A new notion of development along these lines would also give rise to a new vision of Europe’s relationship with Africa. A relationship that, despite all existing asymmetries, would allow us to interact on equal terms, without any pity or fear, but simply curiosity and a little humility, because we saw ourselves as a community of learning. Then, at long last, the question would not simply be “What can Africa learn from Europe?” but also “What can Europe learn from Africa?”
V.
With this question in mind, we could listen to Africans finally telling their own stories. Their own stories – because Africa’s transformation can only arise from within, not from our sense of mission and not from our teachings.
I prefer to hear Africa’s story as told to me by young Africans. If any one sweeping statement about the gigantically diverse African continent holds true, it’s that it is a continent of young people. Africa’s population is so young and so rapidly growing that this has become an economic and social factor for the globe that nobody can ignore any longer. By the year 2050, the population will double to 2.5 billion people. At that point, around 25% of the world’s population will be African and only around 5% European. The aging European society will be next door to the largest population of young people in human history. Today, half of the people on our neighbouring continent are already younger than 18. In Germany, the median age is approximately 47. I am sure of one thing: creating opportunities for the young people of Africa will be one of the greatest challenges of the twenty-first century. A power is coming of age there, a power to be reckoned with – for better or worse. I use the word “power” deliberately because I believe that this is exactly the political and strategic view we should take of this global challenge; just as we perceive the rise of China or of digitalisation as new factors in the geopolitical balance of power.

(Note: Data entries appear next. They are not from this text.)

PR #2285, opened 2026-08-05
fix(alert): send an alert when decoder recreation fails 

Keukhan:
## Summary

`RecreateDecoderForCodecChange()` failed to send an alert when the replacement
decoder could not be created — only logged, unlike every other decoder-creation
failure path. This adds the missing `EGRESS_STREAM_CREATION_FAILED_DECODER` alert
so the failure is reported consistently.

## Changes

- `src/transcoder/transcoder_stream.cpp`: on `CreateDecoder()` failure in
  `RecreateDecoderForCodecChange()`, call `TranscoderAlerts::UpdateErrorWithoutCount()`
  with `CREATION_ERROR_DECODER`, mirroring `CreateDecoders()`.

## Testing

1. Configure a Scheduler Provider with a schedule made of files using different
   codecs.
2. Force a decoder init failure with the Fault Injection API:

   ```
   POST /v2/internals/tests:setFaultInject
   {
     "transcoder": [
       {
         "targetModule": "default",
         "targetDeviceId": 0,
         "targetComponent": "decoder",
         "faultType": "INITFAILED",
         "faultRate": 100
       }
     ]
   }
   ```

3. When the schedule advances to an item whose input track has a different codec,
   `RecreateDecoderForCodecChange()` runs, and `CreateDecoder()` fails due to the
   injected fault.
4. Verify:
   - the log shows `Failed to recreate decoder for the changed codec`
   - the Alert webhook receives `EGRESS_STREAM_CREATION_FAILED_DECODER`
5. Clear the fault injection with `{"transcoder": []}` and reproduce the same
   codec change: the decoder is recreated successfully (`Decoder has been
   recreated for the changed codec`) and no alert is sent.

### DIFF
--- a/src/transcoder/transcoder_stream.cpp
+++ b/src/transcoder/transcoder_stream.cpp
@@ -1682,6 +1682,17 @@ void TranscoderStream::RecreateDecoderForCodecChange(MediaTrackId track_id, cons
 	{
 		logte("%s Failed to recreate decoder for the changed codec. Id(%d), InputTrack(%d), Codec(%s)",
 			  _log_prefix.CStr(), decoder_id.value(), track_id, cmn::GetCodecIdString(input_track->GetCodecId()));
+
+#if NOTIFICATION_ENABLED
+		TranscoderAlerts::UpdateErrorWithoutCount(
+			TranscoderAlerts::ErrorType::CREATION_ERROR_DECODER,
+			nullptr,
+			_input_stream,
+			input_track,
+			nullptr,
+			nullptr);
+#endif
+
 		return;
 	}
 
--- a/src/transcoder/transcoder_stream.cpp
+++ b/src/transcoder/transcoder_stream.cpp
@@ -1680,8 +1680,9 @@ void TranscoderStream::RecreateDecoderForCodecChange(MediaTrackId track_id, cons
 
 	if (CreateDecoder(decoder_id.value(), _input_stream, input_track) == false)
 	{
-		logte("%s Failed to recreate decoder for the changed codec. Id(%d), InputTrack(%d), Codec(%s)",
-			  _log_prefix.CStr(), decoder_id.value(), track_id, cmn::GetCodecIdString(input_track->GetCodecId()));
+		logte("%s Failed to recreate decoder for the changed codec. Id(%d)<Codec(%s), Module(%s), Device(%u)>, InputTrack(%d)",
+			  _log_prefix.CStr(), decoder_id.value(), cmn::GetCodecIdString(input_track->GetCodecId()),
+			  cmn::GetCodecModuleIdString(input_track->GetCodecModuleId()), input_track->GetCodecDeviceId(), track_id);
 
 #if NOTIFICATION_ENABLED
 		TranscoderAlerts::UpdateErrorWithoutCount(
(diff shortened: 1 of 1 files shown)


src/transcoder/transcoder_stream.cpp
```diff
@@ -1682,6 +1682,17 @@ void TranscoderStream::RecreateDecoderForCodecChange(MediaTrackId track_id, cons
 	{
 		logte("%s Failed to recreate decoder for the changed codec. Id(%d), InputTrack(%d), Codec(%s)",
 			  _log_prefix.CStr(), decoder_id.value(), track_id, cmn::GetCodecIdString(input_track->GetCodecId()));
+
+#if NOTIFICATION_ENABLED
+		TranscoderAlerts::UpdateErrorWithoutCount(
```
getroot, line 1688: Since `stream_metric` is nullptr here, `Alert::IsAlertNeeded()` keys the dedup on the input stream URI alone, and a second identical `EGRESS_STREAM_CREATION_FAILED_DECODER` for the same stream is suppressed. Repeated codec-change failures on one stream therefore report only the first one.

That matches `CreateDecoders()`, so nothing is wrong here, but it does mean step 5 of the test plan cannot tell recovery apart from suppression. Running the successful codec change first and injecting the fault afterwards makes the first alert observable for sure.

src/transcoder/transcoder_stream.cpp
```diff
@@ -1682,6 +1682,17 @@ void TranscoderStream::RecreateDecoderForCodecChange(MediaTrackId track_id, cons
...
+			TranscoderAlerts::ErrorType::CREATION_ERROR_DECODER,
+			nullptr,
+			_input_stream,
+			input_track,
+			nullptr,
+			nullptr);
+#endif
+
 		return;
```
getroot, line 1697: Returning here leaves the track with no decoder at all, so every following packet hits `logte("Could not found decoder")` in `DecodePacket()`. That is one line per packet, tens of lines per second at the input frame rate.

One alert against an unbounded log stream is an odd asymmetry for a change whose goal is observability. Out of scope for this PR, but rate limiting that log or tearing the track down looks worth a follow-up.

src/transcoder/transcoder_stream.cpp
```diff
@@ -1682,6 +1682,17 @@ void TranscoderStream::RecreateDecoderForCodecChange(MediaTrackId track_id, cons
 	{
 		logte("%s Failed to recreate decoder for the changed codec. Id(%d), InputTrack(%d), Codec(%s)",
```
getroot: The failure log in `CreateDecoders()` carries `Codec, Module, Device`, while this one carries only the codec. The alert payload includes codec_module, but the log does not, so the log alone does not say which module or device failed. Since this PR is about making the two paths consistent, matching the log arguments would help too.

getroot (commented):
The alert call is correct and consistent with `CreateDecoders()`: `TranscoderStream` inherits `TranscoderAlerts` so the qualified call resolves to a member call, `input_track` is already updated to the new codec so the codec_module lookup reflects what actually failed, and the alert path only enqueues, so it does not block the packet thread this function runs on. Three notes inline.

src/transcoder/transcoder_stream.cpp
Keukhan: Not suppressed. `SendStreamMessage()` calls `IsAlertNeeded()` but never `PutVerifiedMessages()` — that is only called by `MetricWorkerThread` for INTERNAL_QUEUE and INGRESS (alert.cpp:236, 265). The `EGRESS:<uri>` key is never stored, so `IsAlertNeeded()` is always true and every failure alerts. Test plan step 5 stands as written.

src/transcoder/transcoder_stream.cpp
Keukhan: Confirmed. It also does not self-heal — `_last_input_tracks[track_id]` is updated at line 1623 before the recreate attempt, so it will not retry until the next codec change. Rather than patching this one spot, log flooding should be addressed across the transcoder in a separate PR.

src/transcoder/transcoder_stream.cpp
Keukhan: Fixed in b8c334ca — both logs now carry `<Codec, Module, Device>` like `CreateDecoders()`, which also matches what the alert payload reports.

getroot (approved):
LGTM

But the statistics alone do not tell the story. We have to listen to them, the young people. And the same holds, first and foremost, for African leaders themselves. Nowhere in the world is the gap between the average age of the population and the political leadership wider than in Africa. The young people are the majority! And this is why the question of youth participation in Africa is one of the most important issues for African democracy altogether. It is the core question that will determine not only Africa’s future, but also our own: Can we succeed in turning the readiness, creativity and firmness of African youth into a transformative force on their continent?
Whenever I have the opportunity, be it in Africa or in Germany, I meet with groups of young Africans and ask them about their stories. There was the young man I met in Côte d’Ivoire who told me about his frantic attempts to persuade his friend to open a hair salon with him in Abidjan instead of emigrating to France. There was a young Nigerian woman whom I met a few months ago here in Berlin. She had founded a FinTech company, a financial startup, to create an app that would help people with little money to put aside small amounts in savings. And there was the rapper Thiat from Senegal. He and his band led the “Y’en a marre” protest movement (the name is French for “we’re fed up”), which contributed to the process of democratically voting the last president out of office. When he told me about the situation in his country, full of fury and love, hope and impatience, I got another inkling of the enormous power of African youth.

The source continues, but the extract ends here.